Lalu apa saja yang harus diketahui investor atas IPO Saraswati? Ini 7 Faktanya: 

Bidang Usaha Saraswanti Indoland Development (IDX: SWID)

Saraswanti (IDX: SWID) adalah perusahaan dengan bidang usaha properti dan real estate.

Grup usaha ini mengembangkan bangunan tinggi seperti apartemen, condotel dan convention hall. Salah satu ikon dalam grup ini adalah Mataram City yang beralamat di Jalan Palagan Tentara Pelajar Km. 7, Sariharjo, Ngaglik, Sleman, Daerah Istimewa Yogyakarta. Ini sekaligus alamat kantor pusat Saraswanti. 

Dalam IPO ini, SWID melepas 340 juta lembar saham atau setara 6,31 persen. Dengan harga pelaksanaan IPO, maka dana yang akan terkumpul mencapai Rp 68 miliar. 

Bersamaan dengan IPO, Saraswanti juga melepas waran seri I dengan jumlah 340 juta lembar atau 6,74 persen. Waran yang diberikan dengan cuma cuma itu memiliki harga tebus Rp 250 per lembarnya. Pelaksanaan waran hingga 6 Januari 2024. Sementara penebusan baru dapat dilakukan 6 bulan setelah IPO. 

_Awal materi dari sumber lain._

PR #1181, opened 2020-02-28
Multiple organizers support for one challenge

piotrekpasciak:
Rake Task:
`RAILS_ENV=production bundle exec rake challenges:migrate_challenge_organizer_to_challenges_organizers_table`

### DIFF
--- a/app/controllers/challenges_controller.rb
+++ b/app/controllers/challenges_controller.rb
@@ -56,6 +56,7 @@ class ChallengesController < ApplicationController
   def create
     @challenge                = Challenge.new(challenge_params)
     @challenge.clef_challenge = true if @challenge.organizers.any? { |organizer| organizer.clef_organizer? }
+    @challenge.organizers     = current_participant.organizers if current_participant&.admin? == false
 
     authorize @challenge
 
--- a/app/controllers/challenges_controller.rb
+++ b/app/controllers/challenges_controller.rb
@@ -6,7 +6,7 @@ class ChallengesController < ApplicationController
   before_action :set_follow, only: [:show, :clef_task]
   after_action :verify_authorized, except: [:index, :show]
   before_action :set_s3_direct_post, only: [:edit, :update]
-  before_action :set_organizer, only: [:edit, :update]
+  before_action :set_organizers, only: [:edit, :update]
   before_action :set_organizers_for_select, only: [:new, :create]
   before_action :set_challenge_rounds, only: [:edit, :update]
   before_action :set_category, only: [:new, :create , :edit]
@@ -47,13 +47,15 @@ class ChallengesController < ApplicationController
 
   def new
     @organizer = Organizer.find_by(id: params[:organizer_id])
-    @challenge = Challenge.new(organizer: @organizer)
+    @challenge = Challenge.new
+    @challenge.organizers << @organizer if @organizer.present?
+
     authorize @challenge
   end
 
   def create
     @challenge                = Challenge.new(challenge_params)
-    @challenge.clef_challenge = true if @challenge.organizer&.clef_organizer
+    @challenge.clef_challenge = true if @challenge.organizers.any? { |organizer| organizer.clef_organizer? }
 
     authorize @challenge
 
@@ -122,7 +124,7 @@ class ChallengesController < ApplicationController
   end
 
   def import
-    result = Challenges::ImportService.new(import_file: params[:import_file], organizer: @challenge.organizer).call
+    result = Challenges::ImportService.new(import_file: params[:import_file], organizers: @challenge.organizers).call
 
     if result.success?
       redirect_to edit_challenge_path(@challenge, step: :admin), notice: 'New Challenge Imported'
@@ -139,7 +141,7 @@ class ChallengesController < ApplicationController
   private
 
   def set_challenge
-    @challenge = Challenge.includes(:organizer).friendly.find(params[:id])
+    @challenge = Challenge.includes(:organizers).friendly.find(params[:id])
     @challenge = @challenge.versions[params[:version].to_i].reify if params[:version]
     authorize @challenge
   end
@@ -152,8 +154,8 @@ class ChallengesController < ApplicationController
     @follow = @challenge.follows.where(participant_id: current_participant.id).first if current_participant.present?
   end
 
-  def set_organizer
-    @organizer = @challenge&.organizer
+  def set_organizers
+    @organizers = @challenge&.organizers
   end
 
   def set_organizers_for_select
@@ -232,11 +234,13 @@ class ChallengesController < ApplicationController
       :dynamic_content_tab,
       :dynamic_content,
       :dynamic_content_url,
-      :organizer_id,
       image_attributes: [
         :id,
         :image,
         :_destroy
+      ],
+      challenges_organizers_attributes: [
+        :organizer_id
       ],
       challenge_partners_attributes: [
         :id,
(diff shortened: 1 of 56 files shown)


app/policies/challenge_policy.rb
```diff
@@ -8,7 +8,7 @@ def show?
   end
 
   def edit?
-    participant && (participant.admin? || @record.organizer_id == participant.organizer_id)
+    participant && (participant.admin? || @record.organizers.ids.include?(participant.organizer_id))
```
alkeshrails: I also add similar type condition, it will do conflicts.
Check here : https://github.com/AIcrowd/AIcrowd/pull/1145/files#diff-9ef788e882df06ec909aeae72fa104c0R11

app/policies/submission_policy.rb
```diff
@@ -9,7 +9,7 @@ def show?
 
     @record.challenge.submissions_page.present? && (
       (participant && (participant.admin? ||
-        @record.challenge.organizer_id == participant.organizer_id)) ||
+        @record.challenge.organizers.ids.include?(participant.organizer_id))) ||
```
alkeshrails: same as above.

app/policies/challenge_policy.rb
piotrekpasciak: Yeah, but someone needs to merge the PR first, so we can resolve the conflicts.

nemaniarjun:
Closes https://github.com/AIcrowd/AIcrowd/issues/8

app/controllers/challenges_controller.rb
```diff
@@ -51,7 +51,7 @@ def new
 
   def create
     @challenge                = Challenge.new(challenge_params)
-    @challenge.clef_challenge = true if @challenge.organizer&.clef_organizer
+    @challenge.clef_challenge = true if @challenge.organizers.any? { |organizer| organizer.clef_organizer? }
```
nemaniarjun: We should consider moving the clef_challenge part on challenges instead of participants or challenge_organizers, if you feel this same, we should create a new issue for that.

app/models/submission.rb
```diff
@@ -20,20 +20,9 @@ class Submission < ApplicationRecord
 
   validates :challenge_id, presence: true
   validates :grading_status, presence: true
-  validate :clef_validations
 
   delegate :name, :email, to: :participant, allow_nil: true
 
-  def clef_validations
-    return true
-    return true unless challenge.organizer.clef?
```
nemaniarjun: @ieggel is it a requirement for each clef submission to have a method_description of length > 5?
We seem to have disabled the code at the top with `return true`
let us know if we need this validation!

app/policies/challenge_policy.rb
```diff
@@ -80,13 +80,12 @@ def has_accepted_participation_terms?
   def show_leaderboard?
     @record.challenge_rounds.present? &&
       @record.show_leaderboard == true ||
-      (participant &&
-          (participant.admin? || @record.organizer_id == participant.organizer_id))
+      (participant && (participant.admin? || @record.organizers.ids.include?(participant.organizer_id)))
```
nemaniarjun: the last part can be replaced by ` show_leaderboard == true || edit?`

app/policies/challenge_policy.rb
```diff
@@ -80,13 +80,12 @@ def has_accepted_participation_terms?
...
   end
 
   def submissions_allowed?
     return false unless @record.online_submissions
-    return true if participant && (participant.admin? || @record.organizer_id == participant.organizer_id)
+    return true if participant && (participant.admin? || @record.organizers.ids.include?(participant.organizer_id))
```
nemaniarjun: same as above `return true if edit?`

app/policies/clef_task_policy.rb
```diff
@@ -1 +1,5 @@
-class ClefTaskPolicy < ChallengePolicy; end
+class ClefTaskPolicy < ChallengePolicy
```
nemaniarjun: This already inherits from challenge policy, why is this function defined again ? 
Are we not planning on supporting multiple organizers for clef challenges? Why ?

app/policies/submission_policy.rb
nemaniarjun: again we can reuse edit? policy

app/policies/ongoing_leaderboard_policy.rb
```diff
@@ -45,13 +45,20 @@ def resolve
...
       else
         if participant&.organizer_id
-          sql = %[
-            #{participant_sql(participant)}
-            OR challenge_id IN
-              (SELECT c.id
-                FROM challenges c
-                WHERE c.organizer_id = #{participant.organizer_id})
-          ]
+          challenges_ids = Challenge.left_joins(:organizers)
```
nemaniarjun: This is mostly the same as for other policy files, can we DRY this part out somehow? maybe as a separate query somewhere?

lib/tasks/challenges.rake
```diff
@@ -18,6 +18,16 @@ namespace :challenges do
     end
   end
 
+  desc 'Migrate challenge.organizer to challenges_organizers table'
+  task migrate_challenge_organizer_to_challenges_organizers_table: :environment do
+    Challenge.where('organizer_id IS NOT NULL').find_each do |challenge|
```
nemaniarjun:
```suggestion
    Challenge.where.not(organizer: nil).find_each do |challenge|
```

lib/tasks/challenges.rake
```diff
@@ -18,6 +18,16 @@ namespace :challenges do
...
+      ChallengesOrganizer.create!(challenge_id: challenge.id, organizer_id: challenge.organizer_id)
+      puts "Challenge##{challenge.id} finished migration of organizer"
+    end
+
+    puts "Challegne organizer migration comppleted."
```
nemaniarjun: typo in the word 'challenge' and in 'completed'

app/models/submission.rb
ieggel: HI @nemaniarjun ,
Yes it would be better to have a method_description with length > 5. 
Thank you!

piotrekpasciak: For some reason this validation was disabled. Now we have to make all records in database pass this validation before we can enable it.

app/policies/clef_task_policy.rb
piotrekpasciak: This change is needed here because `@record` in  `ChallengePolicy` is a `Challenge` instance and `@record` in `ClefTaskPolicy` is a `ClefTask` instance.

app/models/submission.rb
piotrekpasciak: I think we should do that in separate PR, as it may require rake task to readd this validation.

app/views/challenges/tabs/_details_form.html.erb
```diff
@@ -69,11 +69,19 @@
...
     <span class="label-text">Organizer</span>
-    <% if @challenge.new_record? && current_participant&.admin? %>
-      <%= f.select :organizer_id, @organizers_for_select, { include_blank: true } %>
+    <% if @challenge.new_record? %>
+      <% if current_participant&.admin? %>
+        <%= f.fields_for :challenges_organizers, [@challenge.challenges_organizers.new] do |challenges_organizer_form| %>
+          <%= challenges_organizer_form.select :organizer_id, @organizers_for_select, {}, class: 'form-control' %>
+        <% end %>
+      <% else %>
+        <% organizer_id = @challenge.organizers.first&.id || current_participant.organizer_id %>
```
alkeshrails: Do we just update challenge for its first organizer?

piotrekpasciak: You're right this. doesn't make sense. I've moved assigning the organizers to controller.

Dengan asumsi seluruh saham IPO dan waran terserap sepenuhnya, maka struktur pemegang saham SWID menjadi: 

  1. Saraswanti Utama Tbk (59,74 persen)
  2. Bogat Agus Riyono (14,94 persen)
  3. Umar Rahmadhani (3,88 persen)
  4. Hari Gunawan Lianto (3,58 persen)
  5. H. Ulya Abdillah (3,14 persen)
  6. Nadia Citranti Andarini (2,84 persen)
  7. Masyarakat (5,94 persen)
  8. Waran Seri I (5,94 persen)

Dana IPO maupun waran seri I sendiri oleh SIWD akan digunakan untuk modal kerja yakni pemeliharaan Mataram City dan hotel, pembelian bahan baku makanan dan minuman, persediaan hotel, tenaga kerja serta pembayaran kepada pemasok dan kontraktor untuk proyek Banyu Bening. 

 

Pemilik Terakhir Saraswanti (SWID)

Prospektus mengungkap penerima manfaat akhir yang dilaporkan ke OJK adalah  Noegroho Hari Hardono/Keluarga. 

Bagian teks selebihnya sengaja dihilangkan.